_AIM OF THE EXERCISE_. Give back exactly the stretch of data below from the line holding "- * Although" through the line holding "moveTrick(e.id, 'archived', 'official');", both ends included, and leave the remaining lines out.

[Stored items]
######

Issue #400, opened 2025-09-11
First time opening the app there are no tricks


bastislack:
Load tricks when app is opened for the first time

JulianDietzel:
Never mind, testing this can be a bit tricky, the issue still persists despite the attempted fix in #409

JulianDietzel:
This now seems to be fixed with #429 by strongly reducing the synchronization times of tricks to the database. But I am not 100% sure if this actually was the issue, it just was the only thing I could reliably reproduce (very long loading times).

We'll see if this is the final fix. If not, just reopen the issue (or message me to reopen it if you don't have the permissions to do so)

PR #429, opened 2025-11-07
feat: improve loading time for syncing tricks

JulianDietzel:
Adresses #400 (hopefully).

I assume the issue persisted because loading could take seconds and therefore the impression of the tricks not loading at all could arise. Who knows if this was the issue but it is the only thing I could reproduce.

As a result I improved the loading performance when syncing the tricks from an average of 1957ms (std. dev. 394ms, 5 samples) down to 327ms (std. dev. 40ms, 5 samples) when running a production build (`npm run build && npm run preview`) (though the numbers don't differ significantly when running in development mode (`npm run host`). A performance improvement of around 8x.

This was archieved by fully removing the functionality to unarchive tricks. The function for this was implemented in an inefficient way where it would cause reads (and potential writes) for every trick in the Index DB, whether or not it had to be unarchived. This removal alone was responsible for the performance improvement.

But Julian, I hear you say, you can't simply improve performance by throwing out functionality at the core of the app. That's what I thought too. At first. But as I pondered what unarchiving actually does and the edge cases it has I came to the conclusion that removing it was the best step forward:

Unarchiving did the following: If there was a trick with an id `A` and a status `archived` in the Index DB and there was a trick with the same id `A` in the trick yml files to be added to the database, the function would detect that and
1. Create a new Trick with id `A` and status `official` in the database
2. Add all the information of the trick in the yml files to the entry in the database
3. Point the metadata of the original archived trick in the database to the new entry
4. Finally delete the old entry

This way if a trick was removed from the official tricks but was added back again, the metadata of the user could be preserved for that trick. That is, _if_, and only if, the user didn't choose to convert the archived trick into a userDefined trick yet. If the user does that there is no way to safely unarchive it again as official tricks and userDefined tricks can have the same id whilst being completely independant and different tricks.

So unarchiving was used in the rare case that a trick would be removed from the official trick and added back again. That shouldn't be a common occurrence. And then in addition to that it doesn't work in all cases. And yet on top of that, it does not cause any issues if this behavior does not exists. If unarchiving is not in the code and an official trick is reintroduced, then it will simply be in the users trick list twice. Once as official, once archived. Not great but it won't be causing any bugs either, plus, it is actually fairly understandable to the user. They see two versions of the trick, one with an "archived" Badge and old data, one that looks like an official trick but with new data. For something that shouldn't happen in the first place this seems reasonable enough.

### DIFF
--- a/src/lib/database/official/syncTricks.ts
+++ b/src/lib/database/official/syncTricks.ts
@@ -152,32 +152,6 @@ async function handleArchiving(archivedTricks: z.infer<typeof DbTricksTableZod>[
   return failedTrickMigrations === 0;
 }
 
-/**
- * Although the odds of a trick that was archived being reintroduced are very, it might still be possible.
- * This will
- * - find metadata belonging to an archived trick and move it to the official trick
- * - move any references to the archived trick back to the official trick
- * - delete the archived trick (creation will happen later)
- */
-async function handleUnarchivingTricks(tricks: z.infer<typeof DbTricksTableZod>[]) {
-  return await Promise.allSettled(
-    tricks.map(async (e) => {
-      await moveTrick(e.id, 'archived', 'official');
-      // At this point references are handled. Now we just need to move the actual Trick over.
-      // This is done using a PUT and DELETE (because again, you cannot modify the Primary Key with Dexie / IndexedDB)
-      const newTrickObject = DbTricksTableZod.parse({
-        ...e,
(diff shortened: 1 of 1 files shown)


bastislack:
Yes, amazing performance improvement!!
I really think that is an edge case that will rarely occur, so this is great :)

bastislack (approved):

######

_TASK RESPONSE_.
- * Although the odds of a trick that was archived being reintroduced are very, it might still be possible.
- * This will
- * - find metadata belonging to an archived trick and move it to the official trick
- * - move any references to the archived trick back to the official trick
- * - delete the archived trick (creation will happen later)
- */
-async function handleUnarchivingTricks(tricks: z.infer<typeof DbTricksTableZod>[]) {
-  return await Promise.allSettled(
-    tricks.map(async (e) => {
-      await moveTrick(e.id, 'archived', 'official');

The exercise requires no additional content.